PR #502, opened 2020-02-17
Simpler readme

angriman:
The current readme is too long and, for some parts, outdated. This PR brings a simpler readme with the most important instructions about how to install and compile NetworKit.


README.md
```diff
@@ -19,30 +19,33 @@ via the Cython toolchain. Python in turn gives us the ability to work interactiv
...
--   Pip install: Download the NetworKit Python package with pip. This is the easier way to get NetworKit but you can only use NetworKit via Python this way.
--   Build NetworKit from Source: Clone or download the source code of NetworKit and build the C++ and Python modules from source.
+    $ pip3 install [--user] networkit
 
-More detailed instructions follow after the requirements section.
-With NetworKit as a Python extension module, you get access to native high-performance code and can at the same time work interactively in the Python ecosystem. Although the standard Python interpreter works fine, we recommend [IPython] and [jupyterhub](https://github.com/jupyterhub/jupyterhub) as great environments for scientific computing.
+### Install with conda-forge
 
-Once you have installed NetworKit, please make sure to check out our [NetworKit UserGuide] for an overview of the features provided in NetworKit.
+    $ conda install networkit
```
avdgrinten: @fabratu should we add instruction on how to add the conda-forge channel?

README.md
```diff
@@ -19,30 +19,33 @@ via the Cython toolchain. Python in turn gives us the ability to work interactiv
...
-## Documentation
+### Building the Python module from source
 
-In addition to this `Readme`, the [NetworKit UserGuide] provides an introduction to the NetworKit tools, in the form of an interactive IPython Notebook. The `DevGuide` is meant for developers who would like to contribute. When using NetworKit as a Python module, refer to the docstrings of classes, methods and functions.
-
-C++ sources are also documented in [Doxygen](http://www.stack.nl/~dimitri/doxygen/) format, while the documentation for the Python sources can be generated with [Sphinx](http://sphinx-doc.org/).
-The most recent version of the [documentation can be found online](https://networkit.github.io/dev-docs/index.html). If you have both utilities installed, the documentation can be easily generated by building the `docs` target in your build directory (e.g., `make docs`).
+    git clone https://github.com/networkit/networkit networkit
+    cd networkit
+	python3 setup.py build_ext [-jX]
```
avdgrinten: Indentation is broken.

README.md
```diff
@@ -55,128 +58,75 @@ package:
...
-
-Additionally, we recommend that you familiarize yourself with NetworKit through experimenting with the interactive IPython Notebook `NetworKit_UserGuide.ipynb` located in the folder `Doc/Notebooks`. The user guide also introduces a large portion of NetworKit functionality with usage examples. To display and work with these notebooks, you have to install jupyterhub and start a local notebook server from the terminal with:
+- Cython version 0.21 or higher (e.g., `pip3 install cython`)
 
-	jupyterhub --no-ssl
+# Usage example
 
-If you run into any problems with jupyterhub, head over to the [jupyterhub documentation](https://jupyterhub.readthedocs.io/en/latest/) and make sure, you have the listed packages installed. If the notebook server starts as it is supposed to, your default browser should open a web interface or you have to open it manually. Then you can add `NetworKit_UserGuide.ipynb` from the above mentioned location or browse to the location through the web interface.
+In this example we generate a random hyperbolic graph with 100k nodes
+and we compute its communities with the PLM method:
```
avdgrinten: We should point users to our notebooks here! (I am not even sure if we want to keep the small example -- the notebooks are much more instructive.)

README.md
```diff
@@ -55,128 +58,75 @@ package:
...
+C++\-application as follows:
 
-To use the previous compiled networkit library, you have to link it while compiling your project. The include directives in your C++\-application should look like the following
+	#include <networkit/graph/Graph.hpp>
 
-	#include <NetworKit/graph/Graph.h>
+You can compile your source as follows:
 
-By default, [CMake] creates a symlink to the source tree inside your build directory. `NetworKit` in the directory `include `is a symlink to the directory `networkit/cpp`, so the directory structure from the repository is valid. To compile your application, you need to add the paths for the header files and the location of the library. There is a simple source file to demonstrate this. Feel free to compile `LibDemo.cpp` as follows:
+	g++ my_file.cpp -std=c++11 -I/path/to/install/directory/include -L/path/to/install/directory -lnetworkit
```
avdgrinten: This will only work if the library path is in `LD_LIBRARY_PATH`. Since this is probably complex to explain (and also unnecessary), should we just demonstrate how a global installation (in `/usr/local`) works?

README.md
```diff
@@ -185,20 +135,38 @@ Single tests can be executed with:
...
+
+# Documentation
+
+The most recent version of the [documentation can be found online](https://networkit.github.io/dev-docs/index.html).
+
+# Contact
+
+For questions regarding NetworKit, subscribe to our [e-mail list][list] and feel free to ask.
+
+# Known Issues
```
avdgrinten: I am not sure if we want to keep this. The GitHub issue tracker seems to be a much better tool to search for known issues.

README.md
fabratu: Yes - and for the concrete syntax I think we should go with the default readme from the feedstocks (without any extras):

conda config --add channels conda-forge

To exclude possible ambiguity we could also add:
conda install networkit -c conda-forge

angriman: @fabratu Feel free to push a commit to this branch to fix this.

README.md
fabratu: +1 for pointing to the notebooks. 

If shortening the readme is intended - than maybe also remove the example. However: Although the notebooks are much more instructive, their results don't show when viewed in the web on git. Maybe it's good for first-time users to see how an output should look like?

angriman: I think it is better to keep a short example to show basic APIs. Anyway, we should definitely add a link to the notebooks here.

angriman: @fabratu can you push another commit with the links?

fabratu: Only partially related - but since there is now more than one notebook ... is there some kind of order in how to read them? If so, should we include a prefix in the file-naming? And furthermore: does User-Guide should still be named that way or more like: Overview, Introduction?

fabratu: Moved / Edited the notebook ref.

README.md
```diff
@@ -55,166 +56,118 @@ package:
...
+    -------------------  -----------
+    # communities        4536
+    min community size      1
+    max community size   2790
+    avg. community size    22.0459
+    modularity              0.987243
+    -------------------  -----------
 
-	jupyterhub --no-ssl
+For more interactive examples you can have a look at our [notebooks]-section, especially the [Networkit UserGuide]. Note: To view the computed output from the notebooks, it is recommended to use ![JupyterHub](https://pypi.org/project/jupyterhub/) (installed for example via pip3 or conda). This requires the prior installation of NetworKit.
```
avdgrinten: IMHO, this should be put first (above the inline example). Also: JupyterHub or just plain jupyter-notebook (the notebook server)? JupyterHub is probably much harder to set up!

README.md
```diff
@@ -19,32 +19,33 @@ via the Cython toolchain. Python in turn gives us the ability to work interactiv
...
 
-For questions regarding NetworKit, subscribe to our [e-mail list][list] and feel free to ask.
+The script will call `cmake` and `ninja` (`make` as fallback) to compile
+NetworKit as a library, build the extensions and copy it to the top folder. By
+default, NetworKit will be built with the amount of available cores in
+optimized mode. It is possible the add the option `-jN` the number of threads
+used for compilation.
 
-## Requirements
+# Requirements
```
fabratu: Added a commit with small typo-fixes.

Since the order of install <-> reqs. in this PR with respect to the current Dev-state has changed, I guess this was already considered. Should we place requirements before the install instructions?

avdgrinten: Yes.

avdgrinten:
The section captions in the README should be at the second level (`##`). The only caption at the first level should be the `NetworKit` headline.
* * * * * * *
From the first line to the last, transcribe the listing exactly.

Response to this exercise =>
PR #502, opened 2020-02-17
Simpler readme

angriman:
The current readme is too long and, for some parts, outdated. This PR brings a simpler readme with the most important instructions about how to install and compile NetworKit.


README.md
```diff
@@ -19,30 +19,33 @@ via the Cython toolchain. Python in turn gives us the ability to work interactiv
...
--   Pip install: Download the NetworKit Python package with pip. This is the easier way to get NetworKit but you can only use NetworKit via Python this way.
--   Build NetworKit from Source: Clone or download the source code of NetworKit and build the C++ and Python modules from source.
+    $ pip3 install [--user] networkit
 
-More detailed instructions follow after the requirements section.
-With NetworKit as a Python extension module, you get access to native high-performance code and can at the same time work interactively in the Python ecosystem. Although the standard Python interpreter works fine, we recommend [IPython] and [jupyterhub](https://github.com/jupyterhub/jupyterhub) as great environments for scientific computing.
+### Install with conda-forge
 
-Once you have installed NetworKit, please make sure to check out our [NetworKit UserGuide] for an overview of the features provided in NetworKit.
+    $ conda install networkit
```
avdgrinten: @fabratu should we add instruction on how to add the conda-forge channel?

README.md
```diff
@@ -19,30 +19,33 @@ via the Cython toolchain. Python in turn gives us the ability to work interactiv
...
-## Documentation
+### Building the Python module from source
 
-In addition to this `Readme`, the [NetworKit UserGuide] provides an introduction to the NetworKit tools, in the form of an interactive IPython Notebook. The `DevGuide` is meant for developers who would like to contribute. When using NetworKit as a Python module, refer to the docstrings of classes, methods and functions.
-
-C++ sources are also documented in [Doxygen](http://www.stack.nl/~dimitri/doxygen/) format, while the documentation for the Python sources can be generated with [Sphinx](http://sphinx-doc.org/).
-The most recent version of the [documentation can be found online](https://networkit.github.io/dev-docs/index.html). If you have both utilities installed, the documentation can be easily generated by building the `docs` target in your build directory (e.g., `make docs`).
+    git clone https://github.com/networkit/networkit networkit
+    cd networkit
+	python3 setup.py build_ext [-jX]
```
avdgrinten: Indentation is broken.

README.md
```diff
@@ -55,128 +58,75 @@ package:
...
-
-Additionally, we recommend that you familiarize yourself with NetworKit through experimenting with the interactive IPython Notebook `NetworKit_UserGuide.ipynb` located in the folder `Doc/Notebooks`. The user guide also introduces a large portion of NetworKit functionality with usage examples. To display and work with these notebooks, you have to install jupyterhub and start a local notebook server from the terminal with:
+- Cython version 0.21 or higher (e.g., `pip3 install cython`)
 
-	jupyterhub --no-ssl
+# Usage example
 
-If you run into any problems with jupyterhub, head over to the [jupyterhub documentation](https://jupyterhub.readthedocs.io/en/latest/) and make sure, you have the listed packages installed. If the notebook server starts as it is supposed to, your default browser should open a web interface or you have to open it manually. Then you can add `NetworKit_UserGuide.ipynb` from the above mentioned location or browse to the location through the web interface.
+In this example we generate a random hyperbolic graph with 100k nodes
+and we compute its communities with the PLM method:
```
avdgrinten: We should point users to our notebooks here! (I am not even sure if we want to keep the small example -- the notebooks are much more instructive.)

README.md
```diff
@@ -55,128 +58,75 @@ package:
...
+C++\-application as follows:
 
-To use the previous compiled networkit library, you have to link it while compiling your project. The include directives in your C++\-application should look like the following
+	#include <networkit/graph/Graph.hpp>
 
-	#include <NetworKit/graph/Graph.h>
+You can compile your source as follows:
 
-By default, [CMake] creates a symlink to the source tree inside your build directory. `NetworKit` in the directory `include `is a symlink to the directory `networkit/cpp`, so the directory structure from the repository is valid. To compile your application, you need to add the paths for the header files and the location of the library. There is a simple source file to demonstrate this. Feel free to compile `LibDemo.cpp` as follows:
+	g++ my_file.cpp -std=c++11 -I/path/to/install/directory/include -L/path/to/install/directory -lnetworkit
```
avdgrinten: This will only work if the library path is in `LD_LIBRARY_PATH`. Since this is probably complex to explain (and also unnecessary), should we just demonstrate how a global installation (in `/usr/local`) works?

README.md
```diff
@@ -185,20 +135,38 @@ Single tests can be executed with:
...
+
+# Documentation
+
+The most recent version of the [documentation can be found online](https://networkit.github.io/dev-docs/index.html).
+
+# Contact
+
+For questions regarding NetworKit, subscribe to our [e-mail list][list] and feel free to ask.
+
+# Known Issues
```
avdgrinten: I am not sure if we want to keep this. The GitHub issue tracker seems to be a much better tool to search for known issues.

README.md
fabratu: Yes - and for the concrete syntax I think we should go with the default readme from the feedstocks (without any extras):

conda config --add channels conda-forge

To exclude possible ambiguity we could also add:
conda install networkit -c conda-forge

angriman: @fabratu Feel free to push a commit to this branch to fix this.

README.md
fabratu: +1 for pointing to the notebooks. 

If shortening the readme is intended - than maybe also remove the example. However: Although the notebooks are much more instructive, their results don't show when viewed in the web on git. Maybe it's good for first-time users to see how an output should look like?

angriman: I think it is better to keep a short example to show basic APIs. Anyway, we should definitely add a link to the notebooks here.

angriman: @fabratu can you push another commit with the links?

fabratu: Only partially related - but since there is now more than one notebook ... is there some kind of order in how to read them? If so, should we include a prefix in the file-naming? And furthermore: does User-Guide should still be named that way or more like: Overview, Introduction?

fabratu: Moved / Edited the notebook ref.

README.md
```diff
@@ -55,166 +56,118 @@ package:
...
+    -------------------  -----------
+    # communities        4536
+    min community size      1
+    max community size   2790
+    avg. community size    22.0459
+    modularity              0.987243
+    -------------------  -----------
 
-	jupyterhub --no-ssl
+For more interactive examples you can have a look at our [notebooks]-section, especially the [Networkit UserGuide]. Note: To view the computed output from the notebooks, it is recommended to use ![JupyterHub](https://pypi.org/project/jupyterhub/) (installed for example via pip3 or conda). This requires the prior installation of NetworKit.
```
avdgrinten: IMHO, this should be put first (above the inline example). Also: JupyterHub or just plain jupyter-notebook (the notebook server)? JupyterHub is probably much harder to set up!

README.md
```diff
@@ -19,32 +19,33 @@ via the Cython toolchain. Python in turn gives us the ability to work interactiv
...
 
-For questions regarding NetworKit, subscribe to our [e-mail list][list] and feel free to ask.
+The script will call `cmake` and `ninja` (`make` as fallback) to compile
+NetworKit as a library, build the extensions and copy it to the top folder. By
+default, NetworKit will be built with the amount of available cores in
+optimized mode. It is possible the add the option `-jN` the number of threads
+used for compilation.
 
-## Requirements
+# Requirements
```
fabratu: Added a commit with small typo-fixes.

Since the order of install <-> reqs. in this PR with respect to the current Dev-state has changed, I guess this was already considered. Should we place requirements before the install instructions?

avdgrinten: Yes.

avdgrinten:
The section captions in the README should be at the second level (`##`). The only caption at the first level should be the `NetworKit` headline.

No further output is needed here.